▶

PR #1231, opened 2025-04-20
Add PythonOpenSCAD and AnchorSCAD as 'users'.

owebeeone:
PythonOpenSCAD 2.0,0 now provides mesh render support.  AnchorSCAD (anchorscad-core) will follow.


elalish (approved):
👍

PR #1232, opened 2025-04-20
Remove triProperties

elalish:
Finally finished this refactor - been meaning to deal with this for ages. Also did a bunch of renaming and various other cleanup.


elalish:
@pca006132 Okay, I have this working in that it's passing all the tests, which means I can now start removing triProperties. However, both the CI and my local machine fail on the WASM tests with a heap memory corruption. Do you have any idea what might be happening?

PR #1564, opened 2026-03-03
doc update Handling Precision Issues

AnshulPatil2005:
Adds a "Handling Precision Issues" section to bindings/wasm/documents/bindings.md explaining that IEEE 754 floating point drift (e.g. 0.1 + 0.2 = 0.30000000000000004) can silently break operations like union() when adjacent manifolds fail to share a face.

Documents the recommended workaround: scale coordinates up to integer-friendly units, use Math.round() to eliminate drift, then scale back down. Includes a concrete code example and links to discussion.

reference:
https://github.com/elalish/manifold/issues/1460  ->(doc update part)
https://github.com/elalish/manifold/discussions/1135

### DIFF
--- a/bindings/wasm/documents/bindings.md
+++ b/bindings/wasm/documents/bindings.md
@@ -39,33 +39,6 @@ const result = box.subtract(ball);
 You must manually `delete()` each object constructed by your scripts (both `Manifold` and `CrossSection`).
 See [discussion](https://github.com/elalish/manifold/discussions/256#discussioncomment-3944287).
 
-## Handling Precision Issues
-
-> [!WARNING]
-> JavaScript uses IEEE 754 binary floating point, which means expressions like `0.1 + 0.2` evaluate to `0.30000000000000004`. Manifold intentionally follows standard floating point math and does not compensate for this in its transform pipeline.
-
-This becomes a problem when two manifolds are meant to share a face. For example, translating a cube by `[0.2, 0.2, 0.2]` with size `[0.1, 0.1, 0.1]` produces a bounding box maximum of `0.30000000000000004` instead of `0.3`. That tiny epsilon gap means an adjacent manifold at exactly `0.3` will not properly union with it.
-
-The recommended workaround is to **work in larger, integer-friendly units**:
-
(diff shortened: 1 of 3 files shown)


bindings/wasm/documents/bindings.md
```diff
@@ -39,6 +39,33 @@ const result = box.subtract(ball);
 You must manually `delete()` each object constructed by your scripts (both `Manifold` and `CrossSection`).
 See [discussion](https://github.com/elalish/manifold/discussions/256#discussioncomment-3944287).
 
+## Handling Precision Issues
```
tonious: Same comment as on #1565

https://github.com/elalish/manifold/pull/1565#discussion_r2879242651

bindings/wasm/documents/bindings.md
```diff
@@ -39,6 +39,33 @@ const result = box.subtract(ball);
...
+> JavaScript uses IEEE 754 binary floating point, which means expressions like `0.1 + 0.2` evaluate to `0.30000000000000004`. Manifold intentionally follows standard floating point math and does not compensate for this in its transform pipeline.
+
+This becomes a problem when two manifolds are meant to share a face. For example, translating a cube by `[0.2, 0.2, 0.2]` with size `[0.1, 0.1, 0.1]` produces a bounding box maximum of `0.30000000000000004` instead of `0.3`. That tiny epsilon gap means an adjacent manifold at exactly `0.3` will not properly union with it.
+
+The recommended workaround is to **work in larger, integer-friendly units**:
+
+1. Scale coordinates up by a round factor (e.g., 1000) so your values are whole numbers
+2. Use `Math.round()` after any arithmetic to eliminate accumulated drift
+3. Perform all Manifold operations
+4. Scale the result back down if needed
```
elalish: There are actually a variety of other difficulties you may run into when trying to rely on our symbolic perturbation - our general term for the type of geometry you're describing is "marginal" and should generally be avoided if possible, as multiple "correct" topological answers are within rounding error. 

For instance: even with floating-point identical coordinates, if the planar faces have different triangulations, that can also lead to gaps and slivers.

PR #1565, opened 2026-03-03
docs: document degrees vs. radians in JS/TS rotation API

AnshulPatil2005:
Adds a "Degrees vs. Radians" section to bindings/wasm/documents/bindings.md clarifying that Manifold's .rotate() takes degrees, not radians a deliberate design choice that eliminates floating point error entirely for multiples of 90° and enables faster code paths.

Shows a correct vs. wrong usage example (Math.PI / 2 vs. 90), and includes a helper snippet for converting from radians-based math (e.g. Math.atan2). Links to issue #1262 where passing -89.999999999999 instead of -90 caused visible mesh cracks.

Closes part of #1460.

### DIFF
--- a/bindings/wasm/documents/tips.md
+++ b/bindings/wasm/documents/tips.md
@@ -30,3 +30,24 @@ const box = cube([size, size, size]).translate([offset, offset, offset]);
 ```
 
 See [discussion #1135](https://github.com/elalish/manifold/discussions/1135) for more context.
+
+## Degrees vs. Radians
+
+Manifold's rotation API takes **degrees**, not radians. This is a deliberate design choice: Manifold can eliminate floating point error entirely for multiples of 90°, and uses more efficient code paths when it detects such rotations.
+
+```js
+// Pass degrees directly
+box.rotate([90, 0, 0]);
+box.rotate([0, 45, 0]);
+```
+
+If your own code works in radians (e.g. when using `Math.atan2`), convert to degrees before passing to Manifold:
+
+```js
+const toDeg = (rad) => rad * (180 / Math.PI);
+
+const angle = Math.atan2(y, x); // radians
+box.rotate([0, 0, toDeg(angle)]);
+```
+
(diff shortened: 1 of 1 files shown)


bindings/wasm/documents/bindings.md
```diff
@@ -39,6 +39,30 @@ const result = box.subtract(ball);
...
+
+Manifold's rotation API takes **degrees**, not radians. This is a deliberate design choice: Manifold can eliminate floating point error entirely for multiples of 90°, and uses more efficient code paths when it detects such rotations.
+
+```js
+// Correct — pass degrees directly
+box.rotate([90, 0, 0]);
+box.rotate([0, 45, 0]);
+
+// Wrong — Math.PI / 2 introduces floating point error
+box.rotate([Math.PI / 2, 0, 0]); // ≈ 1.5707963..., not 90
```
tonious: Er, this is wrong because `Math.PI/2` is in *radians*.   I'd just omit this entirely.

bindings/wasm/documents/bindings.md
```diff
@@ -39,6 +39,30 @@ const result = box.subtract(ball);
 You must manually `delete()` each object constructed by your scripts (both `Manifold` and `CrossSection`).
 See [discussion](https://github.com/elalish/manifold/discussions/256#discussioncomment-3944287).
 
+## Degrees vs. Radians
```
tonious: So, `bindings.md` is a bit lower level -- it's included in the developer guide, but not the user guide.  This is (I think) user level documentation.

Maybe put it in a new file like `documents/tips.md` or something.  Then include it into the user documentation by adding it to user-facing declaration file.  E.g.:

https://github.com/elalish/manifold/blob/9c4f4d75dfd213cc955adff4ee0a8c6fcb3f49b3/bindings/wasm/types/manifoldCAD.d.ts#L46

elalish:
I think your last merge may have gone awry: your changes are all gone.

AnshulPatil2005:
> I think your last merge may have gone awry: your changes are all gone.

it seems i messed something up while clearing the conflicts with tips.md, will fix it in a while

◀

* **PROBLEM DETAILS**:
Give the data back in full, matching it character for character.

* **RESPONSE FOR THIS EXERCISE**:
PR #1231, opened 2025-04-20
Add PythonOpenSCAD and AnchorSCAD as 'users'.

owebeeone:
PythonOpenSCAD 2.0,0 now provides mesh render support.  AnchorSCAD (anchorscad-core) will follow.


elalish (approved):
👍

PR #1232, opened 2025-04-20
Remove triProperties

elalish:
Finally finished this refactor - been meaning to deal with this for ages. Also did a bunch of renaming and various other cleanup.


elalish:
@pca006132 Okay, I have this working in that it's passing all the tests, which means I can now start removing triProperties. However, both the CI and my local machine fail on the WASM tests with a heap memory corruption. Do you have any idea what might be happening?

PR #1564, opened 2026-03-03
doc update Handling Precision Issues

AnshulPatil2005:
Adds a "Handling Precision Issues" section to bindings/wasm/documents/bindings.md explaining that IEEE 754 floating point drift (e.g. 0.1 + 0.2 = 0.30000000000000004) can silently break operations like union() when adjacent manifolds fail to share a face.

Documents the recommended workaround: scale coordinates up to integer-friendly units, use Math.round() to eliminate drift, then scale back down. Includes a concrete code example and links to discussion.

reference:
https://github.com/elalish/manifold/issues/1460  ->(doc update part)
https://github.com/elalish/manifold/discussions/1135

### DIFF
--- a/bindings/wasm/documents/bindings.md
+++ b/bindings/wasm/documents/bindings.md
@@ -39,33 +39,6 @@ const result = box.subtract(ball);
 You must manually `delete()` each object constructed by your scripts (both `Manifold` and `CrossSection`).
 See [discussion](https://github.com/elalish/manifold/discussions/256#discussioncomment-3944287).
 
-## Handling Precision Issues
-
-> [!WARNING]
-> JavaScript uses IEEE 754 binary floating point, which means expressions like `0.1 + 0.2` evaluate to `0.30000000000000004`. Manifold intentionally follows standard floating point math and does not compensate for this in its transform pipeline.
-
-This becomes a problem when two manifolds are meant to share a face. For example, translating a cube by `[0.2, 0.2, 0.2]` with size `[0.1, 0.1, 0.1]` produces a bounding box maximum of `0.30000000000000004` instead of `0.3`. That tiny epsilon gap means an adjacent manifold at exactly `0.3` will not properly union with it.
-
-The recommended workaround is to **work in larger, integer-friendly units**:
-
(diff shortened: 1 of 3 files shown)


bindings/wasm/documents/bindings.md
```diff
@@ -39,6 +39,33 @@ const result = box.subtract(ball);
 You must manually `delete()` each object constructed by your scripts (both `Manifold` and `CrossSection`).
 See [discussion](https://github.com/elalish/manifold/discussions/256#discussioncomment-3944287).
 
+## Handling Precision Issues
```
tonious: Same comment as on #1565

https://github.com/elalish/manifold/pull/1565#discussion_r2879242651

bindings/wasm/documents/bindings.md
```diff
@@ -39,6 +39,33 @@ const result = box.subtract(ball);
...
+> JavaScript uses IEEE 754 binary floating point, which means expressions like `0.1 + 0.2` evaluate to `0.30000000000000004`. Manifold intentionally follows standard floating point math and does not compensate for this in its transform pipeline.
+
+This becomes a problem when two manifolds are meant to share a face. For example, translating a cube by `[0.2, 0.2, 0.2]` with size `[0.1, 0.1, 0.1]` produces a bounding box maximum of `0.30000000000000004` instead of `0.3`. That tiny epsilon gap means an adjacent manifold at exactly `0.3` will not properly union with it.
+
+The recommended workaround is to **work in larger, integer-friendly units**:
+
+1. Scale coordinates up by a round factor (e.g., 1000) so your values are whole numbers
+2. Use `Math.round()` after any arithmetic to eliminate accumulated drift
+3. Perform all Manifold operations
+4. Scale the result back down if needed
```
elalish: There are actually a variety of other difficulties you may run into when trying to rely on our symbolic perturbation - our general term for the type of geometry you're describing is "marginal" and should generally be avoided if possible, as multiple "correct" topological answers are within rounding error. 

For instance: even with floating-point identical coordinates, if the planar faces have different triangulations, that can also lead to gaps and slivers.

PR #1565, opened 2026-03-03
docs: document degrees vs. radians in JS/TS rotation API

AnshulPatil2005:
Adds a "Degrees vs. Radians" section to bindings/wasm/documents/bindings.md clarifying that Manifold's .rotate() takes degrees, not radians a deliberate design choice that eliminates floating point error entirely for multiples of 90° and enables faster code paths.

Shows a correct vs. wrong usage example (Math.PI / 2 vs. 90), and includes a helper snippet for converting from radians-based math (e.g. Math.atan2). Links to issue #1262 where passing -89.999999999999 instead of -90 caused visible mesh cracks.

Closes part of #1460.

### DIFF
--- a/bindings/wasm/documents/tips.md
+++ b/bindings/wasm/documents/tips.md
@@ -30,3 +30,24 @@ const box = cube([size, size, size]).translate([offset, offset, offset]);
 ```
 
 See [discussion #1135](https://github.com/elalish/manifold/discussions/1135) for more context.
+
+## Degrees vs. Radians
+
+Manifold's rotation API takes **degrees**, not radians. This is a deliberate design choice: Manifold can eliminate floating point error entirely for multiples of 90°, and uses more efficient code paths when it detects such rotations.
+
+```js
+// Pass degrees directly
+box.rotate([90, 0, 0]);
+box.rotate([0, 45, 0]);
+```
+
+If your own code works in radians (e.g. when using `Math.atan2`), convert to degrees before passing to Manifold:
+
+```js
+const toDeg = (rad) => rad * (180 / Math.PI);
+
+const angle = Math.atan2(y, x); // radians
+box.rotate([0, 0, toDeg(angle)]);
+```
+
(diff shortened: 1 of 1 files shown)


bindings/wasm/documents/bindings.md
```diff
@@ -39,6 +39,30 @@ const result = box.subtract(ball);
...
+
+Manifold's rotation API takes **degrees**, not radians. This is a deliberate design choice: Manifold can eliminate floating point error entirely for multiples of 90°, and uses more efficient code paths when it detects such rotations.
+
+```js
+// Correct — pass degrees directly
+box.rotate([90, 0, 0]);
+box.rotate([0, 45, 0]);
+
+// Wrong — Math.PI / 2 introduces floating point error
+box.rotate([Math.PI / 2, 0, 0]); // ≈ 1.5707963..., not 90
```
tonious: Er, this is wrong because `Math.PI/2` is in *radians*.   I'd just omit this entirely.

bindings/wasm/documents/bindings.md
```diff
@@ -39,6 +39,30 @@ const result = box.subtract(ball);
 You must manually `delete()` each object constructed by your scripts (both `Manifold` and `CrossSection`).
 See [discussion](https://github.com/elalish/manifold/discussions/256#discussioncomment-3944287).
 
+## Degrees vs. Radians
```
tonious: So, `bindings.md` is a bit lower level -- it's included in the developer guide, but not the user guide.  This is (I think) user level documentation.

Maybe put it in a new file like `documents/tips.md` or something.  Then include it into the user documentation by adding it to user-facing declaration file.  E.g.:

https://github.com/elalish/manifold/blob/9c4f4d75dfd213cc955adff4ee0a8c6fcb3f49b3/bindings/wasm/types/manifoldCAD.d.ts#L46

elalish:
I think your last merge may have gone awry: your changes are all gone.

AnshulPatil2005:
> I think your last merge may have gone awry: your changes are all gone.

it seems i messed something up while clearing the conflicts with tips.md, will fix it in a while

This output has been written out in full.